WHAT TO DO: What is needed is a copy of each line in the listing below that contains "local".

MATERIAL SHOWN:
PR #1435, opened 2023-12-20
Update Dockerfile.local

YasinZabun:
When i use as you added the dockerfile.local, i encountered "**Connection pool is full, discarding connection: pypi.org.Connection pool size : 10**" error. I solved the error by adding "**RUN poetry config installer.max-workers 10**" command to the dockerfile.


imartinez:
I got the same warning but didn't break the build.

RESULT BELOW:
Update Dockerfile.local
When i use as you added the dockerfile.local, i encountered "**Connection pool is full, discarding connection: pypi.org.Connection pool size : 10**" error. I solved the error by adding "**RUN poetry config installer.max-workers 10**" command to the dockerfile.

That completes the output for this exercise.